*Problem*
Scan the data beneath this task and copy each line that includes "pickup".

*Supplied data*
○ ○ ○
PR #58139, opened 2025-05-20
Prevent extra space rendering under local pickup options in Checkout Block

opr:

- Add a new `selectedOption` arg for the `renderPickupLocation` method. We use to generate the react components that show the pickup instructions, however these instructions only show when the method is selected. If the method is not selected, the `ReadMore` component is still rendered, but it is empty, however there is spacing applied to it with CSS, even when empty.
○ ○ ○
*Your solution*
Prevent extra space rendering under local pickup options in Checkout Block
- Add a new `selectedOption` arg for the `renderPickupLocation` method. We use to generate the react components that show the pickup instructions, however these instructions only show when the method is selected. If the method is not selected, the `ReadMore` component is still rendered, but it is empty, however there is spacing applied to it with CSS, even when empty.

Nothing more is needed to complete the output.